··· AVAILABLE DATA

PR #1382, opened 2022-03-07
Download Packet Changes Round 3

### LINKED ISSUE #1215: Download Packet Changes Round 3
@KameronKerger requested the following changes to the download packet:

- [x] GEOID10_TRACT should be Census tract ID
- [ ] Can the alignment of all the fields be consistent? headers centered, words centered, numerical values right aligned
- [x] Can we change "Total threshold criteria exceeded" to "Total number of at or above thresholds criteria" so it is consistent with the site content?
- [ ] Can we change low college attendance to high college enrollment? I'll bring this up during score M discussions today but "attendance" makes it seem like people aren't going to school... this should be done already?
- [ ] I think the FEMA data is just "NationalRisk Index" and not "Natural Hazards Risk Index"
- [ ] We should spell out the Superfund acronym since we do the others. it's National Priorities List
- [ ] For asthma we can probably remove "Current" so it just starts with "Asthma"
- [ ] Same for "Diagnosed diabetes" so just "Diabetes" (this will make it more consistent with the site
- [ ] Overall can we make the columns a little smaller? Do if it is at like 30 make it more of a 20

katherinedm-usds:
Fixes #1215

### DIFF
--- a/data/data-pipeline/data_pipeline/content/config/csv.yml
+++ b/data/data-pipeline/data_pipeline/content/config/csv.yml
@@ -153,10 +153,10 @@ fields:
     label: Greater than or equal to the 90th percentile for asthma, is low income, and has a low percent of higher ed students?
     format: bool
   - score_name: Current asthma among adults aged greater than or equal to 18 years (percentile)
-    label: Current asthma among adults aged greater than or equal to 18 years (percentile)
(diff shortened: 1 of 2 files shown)


esfoobar-usds:
Legacy changes.

PR #1386, opened 2022-03-08
Reducing Docker start up and adding ArcGIS URL

### LINKED ISSUE #1362: For Dockerfile CMD generate map tiles using S3 score
We want to make the initial local install as easy and quick as possible, so we want to make the Dockerfile CMD to be similar to the GHA combine and tilefy which downloads the latest score from S3, avoiding the network timeout issues some users have experienced when doing the `docker-compose up`.

esfoobar-usds:
Fixes #1362.

This PR reduces the brand-new Docker setup for users from more than an hour to around 30 minutes and also avoids issues with external data sources rate limiting or networking issues, relying fully on our S3-based score.

The PR also adds the ArcGIS shape files URL.

### DIFF
--- a/data/data-pipeline/README.md
+++ b/data/data-pipeline/README.md
@@ -83,7 +83,7 @@ Once we have all the data from the previous stages, we convert it to tiles to ma
 
 #### 5. Shapefiles
 
-If you want to use the shapefiles in mapping applications, you [can download them here](https://justice40-data.s3.amazonaws.com/data-pipeline/data/score/shapefile/).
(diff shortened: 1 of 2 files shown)


vim-usds (approved):
Looks great!

crvanpollard:
@esfoobar-usds It looks like you are missing the .dbf file type for users to work with the ArcGIS shapefile. Could you please provide the .dbf along with the .shp and .shx file types.
Thanks for such an important tool and datasets.
feel free to reach out - Chris Pollard (cpollard@dvrpc.org)

esfoobar-usds:
Thanks so much @crvanpollard. We are going to create another ticket that will instead create a zip file with all the ArcGIS files. You can track it [here](https://github.com/usds/justice40-tool/issues/1388).

PR #1387, opened 2022-03-09
Updating higher education to be reversed

emma-nechamkin:
__Summary__ In this PR, we create a new variable so that the % college students is expressed as % not college students. This means that the front end can display % not college students. 

__Backend changes__ On the back end, this has introduced a new variable:
```
COLLEGE_NON_ATTENDANCE_FIELD = (
    "Percent of population not currently enrolled in college or graduate school"
)
```

This is defined as `(1-College Attendance)`. We don't need to add anything else new from the perspective of calculating the score, but I did make a change: 

I changed this calculation to be strictly less than:
```
self.df[field_names.COLLEGE_ATTENDANCE_LESS_THAN_20_FIELD] = (
            self.df[field_names.COLLEGE_ATTENDANCE_FIELD]
            < self.MAX_COLLEGE_ATTENDANCE_THRESHOLD
        )
```
Because we are moving this variable to be in the same direction as all other variables, we change this to be < rather than <=. This translates to "80% or more of residents are not college students", rather than "Strictly greater than 80% of residents are not college students." There are two tracts that are impacted by this (that is, they have exactly 20% college students) -- neither of these has been a DAC under any score.

I also tried to update the yaml file for the downloadable data. 

__Front end changes__ We can still use the same boolean variable (`CA_LT20`), which is logically equivalent to having greater than 80% non college students. The new variable to pipe in is `NCA` and it represents the percentage of non college students in the tract. I have not removed `CA`, the current variable, from the data (at least until we get the greenlight to reverse this threshold).


data/data-pipeline/data_pipeline/etl/score/etl_score.py
```diff
@@ -443,6 +443,7 @@ def _prepare_initial_df(self) -> pd.DataFrame:
             field_names.UNEMPLOYMENT_FIELD,
             field_names.MEDIAN_HOUSE_VALUE_FIELD,
             field_names.COLLEGE_ATTENDANCE_FIELD,
+            field_names.COLLEGE_NON_ATTENDANCE_FIELD,
```
esfoobar-usds, line 446: I hope some day we can get out of this pattern of the floats!  😔

esfoobar-usds (approved):
🍏

Issue #1389, opened 2022-03-09
Update BE signals to support new side panel


vim-usds:
The new side panel design allows us to separate all indicators. For example, Low income is just low income and not low income and higher ed enrollment. In the previous UI design, these signals were combined. This ticket will separate these combined signals to allow each indicator to solely be based on weather or not it exceeds the threshold.

PR #1393, opened 2022-03-09
Adding booleans for FE to display 

emma-nechamkin:
Added a series of indicators to the tile data (and score data) that represent whether each individual criterion is exceeded. These are documented on the shared drive. 

Even though my branch name is 1311, this is actually #1389.


data/data-pipeline/data_pipeline/etl/score/constants.py
```diff
@@ -166,32 +165,31 @@
...
-    field_names.LOW_LIFE_EXPECTANCY_LOW_INCOME_LOW_HIGHER_ED_FIELD: "LLELI",
-    field_names.LINGUISTIC_ISOLATION_LOW_HS_LOW_HIGHER_ED_FIELD: "LILHSE",
-    field_names.POVERTY_LOW_HS_LOW_HIGHER_ED_FIELD: "PLHSE",
-    field_names.LOW_MEDIAN_INCOME_LOW_HS_LOW_HIGHER_ED_FIELD: "LMILHSE",
-    field_names.UNEMPLOYMENT_LOW_HS_LOW_HIGHER_ED_FIELD: "ULHSE",
-    field_names.THRESHOLD_COUNT: "TC",
-    field_names.ISLAND_AREAS_UNEMPLOYMENT_LOW_HS_EDUCATION_FIELD: "IAULHSE",
-    field_names.ISLAND_AREAS_POVERTY_LOW_HS_EDUCATION_FIELD: "IAPLHSE",
-    field_names.ISLAND_AREAS_LOW_MEDIAN_INCOME_LOW_HS_EDUCATION_FIELD: "IALMILHSE",
-    field_names.ISLAND_AREAS_LOW_HS_EDUCATION_FIELD: "IALHE",
```
emma-nechamkin, line 194: I moved this to after the field definitions, I did not delete it

data/data-pipeline/data_pipeline/score/field_names.py
```diff
@@ -564,6 +564,63 @@
     f"Low high school education{ISLAND_AREAS_SUFFIX}"
 )
 
+# Booleans for percentile exceeded thresholds
```
emma-nechamkin, line 567: These are all new field names for these booleans. 

Field names is currently pretty clunky but I think we can wait to the refactor to streamline it :)

esfoobar-usds (approved):
LGTM! 🍏

vim-usds:
@emma-nechamkin - testing locally looks good! 

Next up is testing on staging. Once that's done, I'll open it up to general QA testing. Once that passes, we can merge. 🎈 

Thanks for the super fast turn around on this!

emma-nechamkin:
As I mentioned in stand up -- I deliberately didn't add these columns to the downloadable data. On the one hand, I'm worried that single thresholds absent context might be not user friendly ("this tract meets criterion x, why isn't it a DAC?") and I feel that including the columns isn't super important to analysis on the thresholds. On the other hand, I worry that a user might want to replicate what he or she sees on the tool. In that case, having the composite booleans would be useful. Right now, I've leaned towards the former (we show percentiles already), but if you have strong feelings either way -- just let me know!

vim-usds (approved):
LGTM! Nice work!

PR #1399, opened 2022-03-11
Enabling FormatJS linter rules to catch i18n issues

NatHillardUSDS:
See https://formatjs.io/docs/tooling/linter/ for more info


vim-usds:
Adding this in another branch

PR #1409, opened 2022-03-15
Quick fix: updating snapshots to have more sigfigs

emma-nechamkin:
I probably should have done this in a hot fix. 10 places after decimal for all snapshots.


data/data-pipeline/data_pipeline/tests/sources/example/test_etl.py
```diff
@@ -229,7 +229,7 @@ def test_extract_produces_valid_data(self, snapshot, mock_etl, mock_paths):
         )
         snapshot.snapshot_dir = self._DATA_DIRECTORY_FOR_TEST
         snapshot.assert_match(
-            tmp_df.to_csv(index=False, float_format="%.5f"),
+            tmp_df.to_csv(index=False, float_format="%.10f"),
```
lucasmbrown-usds, line 232: Nit: maybe just make this a constant, since we re-use it so often?

lucasmbrown-usds (approved):
Soooo nice to see how smoothly these update! I love it.

data/data-pipeline/data_pipeline/tests/sources/example/test_etl.py
emma-nechamkin: Sure!

PR #2254, opened 2026-08-14
Don't exclude LOCK_RELEASE-mechanism tokens from migrate_chain_lanes_to_v2 symbol exclusion

HelloKashif:
## Summary
- `excludeLanesWithTokenSymbols` (e.g. `[USDC, LBTC, BTC.b]`) previously excluded a lane purely on a case-insensitive ERC20 `symbol()` match, which could incorrectly hold back a lane whose "USDC"-symbol token is not actually a genuine CCTP-backed pool.
- For every token whose symbol matches an excluded name, the resolver now also reads the pool's on-chain lock/burn mechanism via `TokenAdminRegistry.GetPool` + `USDCTokenPoolProxy.GetLockOrBurnMechanism`. If the mechanism is `LOCK_RELEASE`, the token is not treated as genuine USDC and the lane is not excluded on its account.
- If the mechanism lookup errors (pool doesn't implement `USDCTokenPoolProxy`, e.g. an LBTC/BTC.b pool) or returns any other mechanism (`CCTP_V1`/`CCTP_V2`/`CCTP_V2_WITH_CCV`), behavior falls back to the previous plain symbol-match exclusion.

## Test plan
- [x] `go build ./...`
- [x] `go vet ./deployment/v2_0_0/changesets/...`
- [x] `go test ./deployment/v2_0_0/changesets/...` — 17/17 pass, including 2 new tests covering the LOCK_RELEASE bypass and the mechanism-lookup-failure fallback
- [x] Independent review pass confirmed enum value, control flow, and fallback behavior against the Solidity `LockOrBurnMechanism` enum

🤖 Generated with [Claude Code](https://claude.com/claude-code)

### DIFF
--- a/chains/evm/deployment/v2_0_0/changesets/migrate_chain_lanes_to_v2.go
+++ b/chains/evm/deployment/v2_0_0/changesets/migrate_chain_lanes_to_v2.go
@@ -14,10 +14,16 @@ import (
 	"github.com/smartcontractkit/chainlink-evm/gethwrappers/shared/generated/initial/erc20"
 	"golang.org/x/sync/errgroup"
 
+	"github.com/smartcontractkit/chainlink-deployments-framework/datastore"
 	"github.com/smartcontractkit/chainlink-deployments-framework/deployment"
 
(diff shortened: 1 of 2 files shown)


HelloKashif:
Closing as this isn't needed anymore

······

## WHAT YOU SHOULD DO
With the first line of the records as the start and the line holding "--- a/data/data-pipeline/data_pipeline/content/config/csv.yml" as the end, please copy exactly those lines and no others.

## RESPONSE AREA
PR #1382, opened 2022-03-07
Download Packet Changes Round 3

### LINKED ISSUE #1215: Download Packet Changes Round 3
@KameronKerger requested the following changes to the download packet:

- [x] GEOID10_TRACT should be Census tract ID
- [ ] Can the alignment of all the fields be consistent? headers centered, words centered, numerical values right aligned
- [x] Can we change "Total threshold criteria exceeded" to "Total number of at or above thresholds criteria" so it is consistent with the site content?
- [ ] Can we change low college attendance to high college enrollment? I'll bring this up during score M discussions today but "attendance" makes it seem like people aren't going to school... this should be done already?
- [ ] I think the FEMA data is just "NationalRisk Index" and not "Natural Hazards Risk Index"
- [ ] We should spell out the Superfund acronym since we do the others. it's National Priorities List
- [ ] For asthma we can probably remove "Current" so it just starts with "Asthma"
- [ ] Same for "Diagnosed diabetes" so just "Diabetes" (this will make it more consistent with the site
- [ ] Overall can we make the columns a little smaller? Do if it is at like 30 make it more of a 20

katherinedm-usds:
Fixes #1215

### DIFF
--- a/data/data-pipeline/data_pipeline/content/config/csv.yml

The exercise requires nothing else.